Wind turbines consist of a fixed tower which raises an electric generator connected to a rotor by mechanical means above the ground. The rotor is formed by a hub or base joining one or several blades which are responsible for transforming the kinetic energy of the wind into rotational movement of the rotor. The turbine is generally placed on a frame, which is able to move with respect to the tower supporting it such that it allows the rotor to be oriented in the direction of the wind. One manner of orientation can be letting the frame (forming part of what is usually called the nacelle of the wind turbine) freely rotate (leeward orientation), which frame would act like a wind vane. However, to obtain better functioning, a mechanical system is normally used to move the frame with the rotor to a desired orientation (windward orientation).
This rotation of the frame on a horizontal plane is called “yawing”.
The mechanical systems for orienting a wind turbine with the wind generally consist of a gear ring, normally fixed to the tower, and a motor normally fixed to the frame with the generator and which makes the frame rotate by means of a gear wheel meshing with the gear ring. The problem posed by this process is that once the frame is located in one orientation by means of the motor, it does not remain immobile, but rather gusts of wind can exert a momentum which moves the frame. Therefore the motor must be constantly running, and the gear teeth of the ring and of the wheel undergo loads in both directions, causing allowances and the deterioration of the gear teeth, which requires costly repairs.
To solve this problem, several nacelle braking systems are placed. One example can be, seen in Japanese patent application JP-A-08 082 277, disclosing a hydraulic brake joined to the frame which acts on a disc joined to the tower.
Another example can be seen in U.S. Pat.
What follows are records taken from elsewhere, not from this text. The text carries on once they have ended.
PR #1498, opened 2018-03-05
Fix handling of PageSize for ELB/ELBv2

### LINKED ISSUE #1497: ELB (and v1 and v2) describe_load_balancers should correctly support PageSize
If I call `response = elbv2_client.describe_load_balancers(PageSize=5)`, it raises

```
self = <moto.elbv2.responses.ELBV2Response object at 0x10c9284a8>

    @amzn_request_id
    def describe_load_balancers(self):
        arns = self._get_multi_param("LoadBalancerArns.member")
        names = self._get_multi_param("Names.member")
        all_load_balancers = list(self.elbv2_backend.describe_load_balancers(arns, names))
        marker = self._get_param('Marker')
        all_names = [balancer.name for balancer in all_load_balancers]
        if marker:
            start = all_names.index(marker) + 1
        else:
            start = 0
        page_size = self._get_param('PageSize', 50)  # the default is 400, but using 50 to make testing easier
>       load_balancers_resp = all_load_balancers[start:start + page_size]
E       TypeError: unsupported operand type(s) for +: 'int' and 'str'
```

When I call this method without specifying PageSize, it works correctly.

It looks like it should be using _get_int_param('PageSize', 50) instead of _get_param.  I'll submit a patch with this fix shortly.

dgolombek:
Resolves #1497

### DIFF
--- a/moto/elb/responses.py
+++ b/moto/elb/responses.py
@@ -61,7 +61,7 @@ class ELBResponse(BaseResponse):
             start = all_names.index(marker) + 1
         else:
             start = 0
-        page_size = self._get_param('PageSize', 50)  # the default is 400, but using 50 to make testing easier
+        page_size = self._get_int_param('PageSize', 50)  # the default is 400, but using 50 to make testing easier
         load_balancers_resp = all_load_balancers[start:start + page_size]
         next_marker = None
         if len(all_load_balancers) > start + page_size:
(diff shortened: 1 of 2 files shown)


spulec:
Thanks and welcome to the Moto community!

dgolombek:
Thanks!

PR #1504, opened 2018-03-08
add UsePreviousValue support for parameters when updating a CloudFormation stack

RealSalmon:
This adds support for the UsePreviousValue field of the CloudFormation Parameter data type when updating a CloudFormation stack as described at https://docs.aws.amazon.com/AWSCloudFormation/latest/APIReference/API_Parameter.html

I hope this is helpful. I have been using moto _alot_ lately, and I'm glad to be able to contribute in some small way!


JackDanger:
@RealSalmon This is hugely helpful! Glad Moto has been useful to you. This contribution is much appreciated and we're glad to have you here at Moto!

No. 4,966,525 and U.S. Pat. No. 5,035,575, using the yawing system by means of a gear ring fixed to the tower and motors fixed to the frame, meshing with the ring. To block the movement of the frame, two motors are installed on the frame which, when it is desired for the latter to remain still, act with an opposite rotational direction, and which act in the same direction in order to make the frame rotate. Electromagnetically released security brakes applied on the shafts of the motors are also included. The swivel joint between the frame and the tower is by means of, a ball bearing.
Another type of yawing system is disclosed in U.S. Pat. No. 5,178,518. In this case, the frame rotates freely, it is not mechanically operated, and the brake systems this time are for preventing excessive yawing speeds in the frame (for both the yawing and pitching), and are controlled by the centrifugal force.
European patent EP-B1-0 945 613 discloses a yawing system where the frame rotates on a ball bearing. It includes a continuous passive braking system preventing the motor from being forced to operate due to small gusts of wind. To this end, it comprises friction plates on the frame which are pushed against the support ring in the tower by means of springs, on which ring the frame rotates. These plates can be placed in the upper track or in the lower track of the ring, or in a radial direction on a cylindrical surface joined to the tower. The braking force is passive, i.e. it is adjusted during the assembly of the nacelle, and this braking is always operating either against small gusts of wind or against the desired movement of orientation of the rotor. This patent also claims an embodiment including electrically driven disc braking devices (active braking device).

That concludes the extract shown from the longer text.